Final Activity Report Summary - COLD RYDBERG LATTICE (Charge delocalisation and hopping in an ultra-cold atomic lattice)

Using lasers, a cloud of atoms can be cooled to within a millionth of a degree above absolute zero. Atoms that are this cold hardly move at all, and they can be trapped using laser beams to make a crystal of regularly spaced atoms held in place by light, known as an optical lattice. The aim of this project is to study what happens when we excite the electrons in these atoms to high energies using a pulse of laser light. Normally the electrons in an atom orbit close to the nucleus, but if we give the outermost electron more and more energy, its orbit gets larger and larger. Eventually the electron orbits of neighbouring atoms in the lattice begin to overlap, and the electrons no longer belong to a particular atom and can spread out along the lattice. This concept is important in many areas of physics, for example in explaining how the electrons in a metal free themselves to form an electrical current. The advantage of studying this with ultra-cold atoms trapped in an optical lattice is that the properties of each of the atoms in the lattice can be controlled extremely precisely.

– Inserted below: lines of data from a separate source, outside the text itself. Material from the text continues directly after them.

PR #979, opened 2017-04-15
Add Verify Property harness

leobalter:
signature:

```js
verifyProperty(
  Object obj,
  String|Symbol name,
  Object|undefined {
    Boolean writable,
    Boolean configurable,
    Boolean enumerable
  },
  Object { Boolean restore }
);
```

You can set an expliecit `restore` option if you need to reuse the same property, works well for accessor descriptors too.

I've had to add a monkey patch to `$ERROR` in tests asserting negative effects, it is ugly, but it works.

cc @littledan;

### DIFF
--- a/harness/propertyHelper.js
+++ b/harness/propertyHelper.js
@@ -1,4 +1,74 @@
 
+function verifyProperty(obj, name, desc, options) {
+  assert(
+    arguments.length > 2,
+    'verifyProperty should receive at least 3 arguments: obj, name, and descriptor'
+  );
+
+  var originalDesc = Object.getOwnPropertyDescriptor(obj, name);
+  var nameStr = String(name);
+
+  // Allows checking for undefined descriptor if it's explicitly given.
+  if (desc === undefined) {
+    assert.sameValue(
+      originalDesc,
+      undefined,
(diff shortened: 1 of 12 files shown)


harness/propertyHelper.js
```diff
@@ -11,7 +81,7 @@ function isConfigurable(obj, name) {
 }
 
 function isEnumerable(obj, name) {
-  var stringCheck;
+  var stringCheck = false;
```
leobalter: this undefined value got me into a lot of trouble while writing the tests.

littledan:
Seems good to me. I could imagine more features, like `value` in the options. I also don't know the whole motivation for this approach as opposed to adding restore versions of the individual test functions. But this should be useful for my test.

leobalter:
> Seems good to me. I could imagine more features, like value in the options. 

this is for sure one of the goals. I had this in mind when I created this function and I'm planning to follow - in another PR - with support to verify values for data and accessor descriptors.

> I also don't know the whole motivation for this approach as opposed to adding restore versions of the individual test functions. But this should be useful for my test.

This solves a lot of other problems we've had with the other individual problems. The calling order for each function was one of the most annoying.

PR #981, opened 2017-04-15
RegExp property escapes: list emoji data version (UTR51)

mathiasbynens:
This is just as important as the Unicode database version.


rwaldron:
I'm not sure if it matters, but Ecma-262 doesn't have a normative reference for Emoji v5.0, but it does for Unicode Latest (presently 9.0.0). Maybe that point is irrelevant? @bterlson what do you know about it?

mathiasbynens:
That reference would be added as part of the proposal: https://tc39.github.io/proposal-regexp-unicode-property-escapes/#sec-bibliography

rwaldron:
> That reference would be added as part of the proposal:

Ah-ha! Question answered :)

PR #983, opened 2017-04-16
Reference `requirements.txt` file in CI

jugglinmike:
Installing dependencies using this file increases parity between the CI
and development environment. Because the file explicitly specifies a
version of the package to be installed, this approach also produces more
predictable results overall.


rwaldron:
LGTM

This objective of this five-year long project is to study how charge is transported in these ultra-cold gases, and to see if we can control it at the level of a single atom. During the first year of the project, as funded by this proposal, we made important progress towards our goal. The scientific highlight of our work so far was the observation of highly excited states in a beam of strontium atoms using a new, non-destructive technique based on measuring the absorption of beam of laser light. This new development will be a useful tool for measuring the energies of the atoms in our ultra-cold, highly excited samples.